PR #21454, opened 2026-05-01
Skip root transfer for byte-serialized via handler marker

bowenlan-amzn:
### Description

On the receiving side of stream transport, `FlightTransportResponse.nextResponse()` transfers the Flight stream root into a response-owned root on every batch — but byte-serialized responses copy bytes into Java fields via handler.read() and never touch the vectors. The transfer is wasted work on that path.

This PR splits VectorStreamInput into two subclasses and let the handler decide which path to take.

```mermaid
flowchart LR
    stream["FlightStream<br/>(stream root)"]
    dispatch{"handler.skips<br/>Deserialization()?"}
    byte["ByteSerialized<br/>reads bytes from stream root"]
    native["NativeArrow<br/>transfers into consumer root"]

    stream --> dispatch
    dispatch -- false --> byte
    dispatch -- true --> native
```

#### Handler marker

____

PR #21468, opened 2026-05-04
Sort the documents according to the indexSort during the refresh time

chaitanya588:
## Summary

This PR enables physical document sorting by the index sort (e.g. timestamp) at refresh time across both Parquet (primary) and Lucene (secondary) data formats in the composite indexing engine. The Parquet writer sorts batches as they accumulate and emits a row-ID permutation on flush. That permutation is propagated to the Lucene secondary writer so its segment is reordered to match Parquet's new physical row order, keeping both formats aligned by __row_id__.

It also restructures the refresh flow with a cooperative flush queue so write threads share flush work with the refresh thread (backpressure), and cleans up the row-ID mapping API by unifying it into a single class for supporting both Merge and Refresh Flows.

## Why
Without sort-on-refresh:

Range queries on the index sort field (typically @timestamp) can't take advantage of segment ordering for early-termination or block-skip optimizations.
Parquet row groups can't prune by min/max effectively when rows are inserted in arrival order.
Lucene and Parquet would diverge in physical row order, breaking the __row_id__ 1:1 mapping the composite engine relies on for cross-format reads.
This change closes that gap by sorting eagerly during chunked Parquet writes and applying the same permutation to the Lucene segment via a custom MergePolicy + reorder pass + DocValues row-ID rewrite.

____

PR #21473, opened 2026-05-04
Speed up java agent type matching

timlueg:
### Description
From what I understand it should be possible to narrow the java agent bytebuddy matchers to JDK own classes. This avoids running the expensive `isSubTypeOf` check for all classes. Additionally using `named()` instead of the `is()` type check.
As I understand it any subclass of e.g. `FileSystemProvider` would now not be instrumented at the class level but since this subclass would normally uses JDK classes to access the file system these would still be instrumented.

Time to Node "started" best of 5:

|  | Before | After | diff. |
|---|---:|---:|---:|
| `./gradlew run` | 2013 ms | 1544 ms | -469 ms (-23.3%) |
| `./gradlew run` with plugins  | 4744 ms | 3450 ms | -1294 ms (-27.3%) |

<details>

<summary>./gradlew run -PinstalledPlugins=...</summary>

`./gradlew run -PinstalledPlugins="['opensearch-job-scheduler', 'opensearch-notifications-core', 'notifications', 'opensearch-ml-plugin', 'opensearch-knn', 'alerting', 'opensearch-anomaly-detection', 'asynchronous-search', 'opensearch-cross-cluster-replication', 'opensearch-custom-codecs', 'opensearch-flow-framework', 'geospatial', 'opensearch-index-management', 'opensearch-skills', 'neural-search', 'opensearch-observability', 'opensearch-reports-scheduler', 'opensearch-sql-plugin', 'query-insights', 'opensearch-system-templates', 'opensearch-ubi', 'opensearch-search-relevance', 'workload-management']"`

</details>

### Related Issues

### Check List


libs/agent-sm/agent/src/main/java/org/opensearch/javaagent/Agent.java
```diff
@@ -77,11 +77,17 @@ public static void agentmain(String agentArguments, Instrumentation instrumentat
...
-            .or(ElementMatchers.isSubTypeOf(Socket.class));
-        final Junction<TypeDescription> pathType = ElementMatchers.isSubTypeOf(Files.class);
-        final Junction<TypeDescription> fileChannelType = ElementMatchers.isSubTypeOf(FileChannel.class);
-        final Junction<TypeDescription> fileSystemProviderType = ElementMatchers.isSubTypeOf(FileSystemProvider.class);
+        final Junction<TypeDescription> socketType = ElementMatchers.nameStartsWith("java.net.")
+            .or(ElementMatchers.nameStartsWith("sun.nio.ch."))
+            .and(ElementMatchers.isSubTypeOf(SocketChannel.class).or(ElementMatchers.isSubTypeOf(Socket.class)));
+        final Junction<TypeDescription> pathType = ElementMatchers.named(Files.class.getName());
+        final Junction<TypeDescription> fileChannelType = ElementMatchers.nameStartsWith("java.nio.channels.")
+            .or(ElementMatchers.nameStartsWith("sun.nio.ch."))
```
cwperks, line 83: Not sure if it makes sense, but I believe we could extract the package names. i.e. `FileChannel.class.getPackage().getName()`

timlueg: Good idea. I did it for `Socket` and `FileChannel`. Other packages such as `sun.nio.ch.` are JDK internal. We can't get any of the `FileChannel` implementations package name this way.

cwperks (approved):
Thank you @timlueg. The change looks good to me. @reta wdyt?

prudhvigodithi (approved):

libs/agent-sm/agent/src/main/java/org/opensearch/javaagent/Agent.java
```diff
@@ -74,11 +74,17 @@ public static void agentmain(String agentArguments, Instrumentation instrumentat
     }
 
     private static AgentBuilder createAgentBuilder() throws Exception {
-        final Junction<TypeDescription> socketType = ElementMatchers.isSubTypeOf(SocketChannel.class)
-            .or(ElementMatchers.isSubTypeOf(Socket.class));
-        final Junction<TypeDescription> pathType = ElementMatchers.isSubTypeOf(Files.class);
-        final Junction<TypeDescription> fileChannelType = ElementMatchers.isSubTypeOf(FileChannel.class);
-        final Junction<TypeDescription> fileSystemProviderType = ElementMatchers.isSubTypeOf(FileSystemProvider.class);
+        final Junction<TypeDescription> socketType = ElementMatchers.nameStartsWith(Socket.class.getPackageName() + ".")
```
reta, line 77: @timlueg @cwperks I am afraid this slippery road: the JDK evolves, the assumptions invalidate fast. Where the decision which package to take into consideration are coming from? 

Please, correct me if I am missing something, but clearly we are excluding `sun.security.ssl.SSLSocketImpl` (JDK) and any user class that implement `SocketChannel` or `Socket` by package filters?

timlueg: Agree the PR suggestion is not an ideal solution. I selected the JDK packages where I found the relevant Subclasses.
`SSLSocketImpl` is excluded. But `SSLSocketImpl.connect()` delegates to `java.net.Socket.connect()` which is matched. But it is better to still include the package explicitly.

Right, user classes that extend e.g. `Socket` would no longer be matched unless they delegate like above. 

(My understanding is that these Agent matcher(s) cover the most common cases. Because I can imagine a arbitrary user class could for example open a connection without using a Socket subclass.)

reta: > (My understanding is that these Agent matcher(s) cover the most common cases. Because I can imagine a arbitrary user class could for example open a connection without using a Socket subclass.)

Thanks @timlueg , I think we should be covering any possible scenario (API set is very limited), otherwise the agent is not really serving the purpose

____

▸ **Problem requirements**: Looking only at the lines of the material above, count those containing "possible" and give that number by itself.

▸ **Exercise output**: 2